Against Ryobi, (One World Technologies). http://www.finewoodworking.com/item/26939/more-details-on-the-carlos-osorio-tablesaw-lawsuit
For Ryobi. http://www.woodmagazine.com/blogs/w...des-with-ryobi-in-tablesaw-liability-lawsuit/
The liability suits keep coming. http://personalinjurynewswatch.wordpress.com/tag/table-saw-lawsuit/

The first suit is a travesty of justice. Free handing on an unguarded saw, no fence and force being used by the operator. I guess utter stupidity is rewarded in some courts.


----------



## rrbrown

Wow I did not know all these others were in the news. It should have been expected with the first verdict and personal injury lawyers. 

Right or wrong on the lawsuits it is very similar to tobaco companies. It's more important to fight off the lawsuits then to adopt the technology. They knew the guards were hard to switch out, they knew the prwals were on the splitter which were removed and hardly ever re-installed because of it being a PITA. Yes you need to remove it for really thin cuts and or to use a dado blade. It's in the manual. 

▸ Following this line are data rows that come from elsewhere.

PR #57, opened 2024-09-05
tests: bcd setup in e2e

gusin13:
This pr setups up babylon<->bcd integration suite

### Background
Currently in the babylon consumer integration tests, babylon nodes are spun up one of which acts as provider, and other node (which is also babylon node) acts as consumer. The problem in this is babylon node doesn't have the custom integration [module](https://github.com/babylonlabs-io/babylon-sdk/tree/main/x/babylon) needed to test proper consumer behaviour (slashing etc) 

We need to have [bcd](https://github.com/babylonlabs-io/babylon-sdk) in the e2e tests for sure. Now for that I had initially tried to use vanilla babylon-sdk docker image and then making changes in the existing setup to incorporate this external chain. The problem is in the existing e2e [infra](https://github.com/babylonlabs-io/babylon/blob/main/test/e2e/configurer/factory.go) the tests work as following 
1. the suite starts
2. chain configurer is setup which defines the number of nodes/validators we need
3. then genesis/config/app yamls are created through go code for the above configured chains
4. finally the docker containers are started and the above config/genesis are injected in the containers

i had very hard time setting up bcd with above steps and ran into all kinds of problems namely encoding config related issues, node not starting, some issue in genesis file. i was doing this on a separate [pr](https://github.com/babylonlabs-io/babylon-private/pull/17) then abandoned that due the above mentioned issues

it was much easier to simply use the scripts in the integration deployment [repo](https://github.com/babylonlabs-io/babylon-integration-deployment/tree/main/deployments/btc-staking-integration-bitcoind)

### PR insights
1. Separate scripts, dockerfile, pre deployment setup, genesis config etc under test/e2e/bcd_integration 
2. New rpc/grpc query clients specially for this setup to query the nodes
3. New test file `bcd_integration_test.go` to host the tests, its almost same as `btc_staking_integration_e2e_test.go` but the queries now use the rpc client for bcd/babylon stuff

tl:dr in test/e2e/bcd_integration dir 
dockerfile, docker compose, pre deployment, setup, wrapper scripts are taken from [deployment](https://github.com/babylonlabs-io/babylon-integration-deployment) repo

clientcontroller, cosmwasm rpc client are taken from finality provider [repo](https://github.com/babylonlabs-io/finality-provider/tree/base/consumer-chain-support/itest) 

bcd_integration_test.go glues together everything and performs actual tests.

### DIFF
--- a/test/e2e/bytecode/README.md
+++ b/test/e2e/bytecode/README.md
@@ -1,1 +1,3 @@
-Contract built from https://github.com/babylonlabs-io/babylon-contract/tree/main/contracts
+# Contract Bytecode
+
+To build the WASM binaries, follow the instructions in this repository: https://github.com/babylonlabs-io/babylon-contract and copy the resulting files into this directory.


SebastianElvis:
Some offline discussion:

- The docker-compose setup can be moved to `contrib/`
- The cosmwasm client can be moved to a new repository as it's generic and not related to Babylon. FP and Babylon e2e can make use of this repository

test/e2e/bcd_integration/Dockerfile
```diff
@@ -0,0 +1,69 @@
+FROM debian:bullseye-slim AS build-env
```
RafilxTenfen, line 1: why not start from a golang versioned base image?

test/e2e/bcd_integration/Dockerfile
RafilxTenfen, line 1: this image will run two things: relayer and babylon-sdk?

test/e2e/bcd_integration/Makefile
RafilxTenfen, line 1: suggestion to move this to `contrib/images`

test/e2e/bcd_integration/cosmwasmclient/query/tendermint.go
RafilxTenfen, line 1: can we move this to test/e2e/configurer/chain
where there is already other queries

contrib/images/bcd/pre-deployment.sh
```diff
@@ -2,7 +2,7 @@
 
 # Create new directory that will hold node and services' configuration
 mkdir -p .testnets && chmod -R 777 .testnets
-docker run --rm -v $(pwd)/.testnets:/data babylonlabs-io/babylond \
+docker run --rm -v $(pwd)/.testnets:/data --user $(id -u):$(id -g) babylonlabs-io/babylond \
```
RafilxTenfen, line 5: this `--user $(id -u):$(id -g)` fixes the removal of wasm data?

Makefile
```diff
@@ -454,6 +457,8 @@ build-docker-e2e:
 	$(MAKE) -C contrib/images babylond-e2e
 	$(MAKE) -C contrib/images babylond-before-upgrade
 	$(MAKE) -C contrib/images e2e-init-chain
+	$(MAKE) -C test/e2e/bcd_integration build-integration-test
```
tgntr, line 460: these are now in contrib/images https://github.com/babylonlabs-io/babylon/pull/57/files#diff-b7a8cc1d7346184c68e119aba8c13a202872c6deccf916e6e2b5216b4a6778ceR49-R55

contrib/images/bcd/docker-compose.yml
```diff
@@ -0,0 +1,67 @@
...
+      - "1318:1317"
+      - "9091:9090"
+      - "2346:2345"
+    volumes:
+      - .testnets/node1/babylond:/babylondhome:Z
+    networks:
+      localnet:
+        ipv4_address: 192.168.10.3
+
+  ibcsim-bcd:
```
SebastianElvis, line 42: What do you think of building a `bcd` Docker image and using a container in this
docker compose file? This way we can reuse the IBC relayer functionalities in
the e2e test suite. Probably not for this PR

test/e2e/bcd_consumer_integration/clientcontroller/babylon/babylon.go
SebastianElvis, line 1: Is there a way to reuse commands in `test/e2e/initializaion/chain` so that we
don't need to port the entire client controller here? This could be a bit
challenging though as one needs to create a container manager for the Babylon
node docker container, but we can think about this later

Makefile
```diff
@@ -454,6 +457,8 @@ build-docker-e2e:
 	$(MAKE) -C contrib/images babylond-e2e
 	$(MAKE) -C contrib/images babylond-before-upgrade
 	$(MAKE) -C contrib/images e2e-init-chain
+	$(MAKE) -C contrib/images build-bcd-consumer-integration
+	$(MAKE) -C contrib/images start-bcd-consumer-integration
```
SebastianElvis, line 461: Do we need to run `start-bcd-consumer-integration` for this makefile entry?

SebastianElvis (commented):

They knew these things and they know the amount of injuries yet for decades they made no safety improvements unless forced to. Riving knives were forced new guards were either forced or an attemp to keep
The SawStop technology ftom being forced. Unfortunately lawsuits will not force them either. They will raise the prices to pay for legal fees and settlements but will make no changes. Look back before this technology there was basically no new safety changes to the saws for decades. Fences were improved but not for safety. 

Think I'm wrong? Look at tobaco companies. They have warning lables forced on them, restrictions and taxes out the ass, lawsuits and settlements yet they keep selling them. Why? Because every American has the god given right to kill themselves by smoking or chewing if they so desire. 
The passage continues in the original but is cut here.